» **Exercise objective**
Write down, unchanged, the entries from the first line through the line holding "CDAP Sandbox, instead". Include no other line.

Source records:
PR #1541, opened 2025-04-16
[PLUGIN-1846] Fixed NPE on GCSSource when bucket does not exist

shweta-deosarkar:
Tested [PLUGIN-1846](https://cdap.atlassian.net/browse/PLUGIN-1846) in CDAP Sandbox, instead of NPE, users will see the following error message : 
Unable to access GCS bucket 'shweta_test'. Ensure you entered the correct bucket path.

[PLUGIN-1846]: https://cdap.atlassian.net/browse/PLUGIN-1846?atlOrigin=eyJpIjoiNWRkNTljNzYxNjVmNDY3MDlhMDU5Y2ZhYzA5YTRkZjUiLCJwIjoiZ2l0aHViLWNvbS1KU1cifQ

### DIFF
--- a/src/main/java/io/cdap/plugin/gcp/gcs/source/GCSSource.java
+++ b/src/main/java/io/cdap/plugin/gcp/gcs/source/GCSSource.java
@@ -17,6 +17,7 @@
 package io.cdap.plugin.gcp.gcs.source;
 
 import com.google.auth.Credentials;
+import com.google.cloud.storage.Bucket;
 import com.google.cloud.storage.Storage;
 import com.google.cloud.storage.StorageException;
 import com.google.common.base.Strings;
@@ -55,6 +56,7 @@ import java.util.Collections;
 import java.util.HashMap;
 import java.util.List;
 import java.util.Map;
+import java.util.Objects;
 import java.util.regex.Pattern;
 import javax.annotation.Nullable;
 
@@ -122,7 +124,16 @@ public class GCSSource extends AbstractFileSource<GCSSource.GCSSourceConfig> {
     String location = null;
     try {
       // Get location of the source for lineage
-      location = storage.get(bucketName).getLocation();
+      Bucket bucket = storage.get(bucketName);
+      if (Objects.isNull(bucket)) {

» **Exercise response**
PR #1541, opened 2025-04-16
[PLUGIN-1846] Fixed NPE on GCSSource when bucket does not exist

shweta-deosarkar:
Tested [PLUGIN-1846](https://cdap.atlassian.net/browse/PLUGIN-1846) in CDAP Sandbox, instead of NPE, users will see the following error message : 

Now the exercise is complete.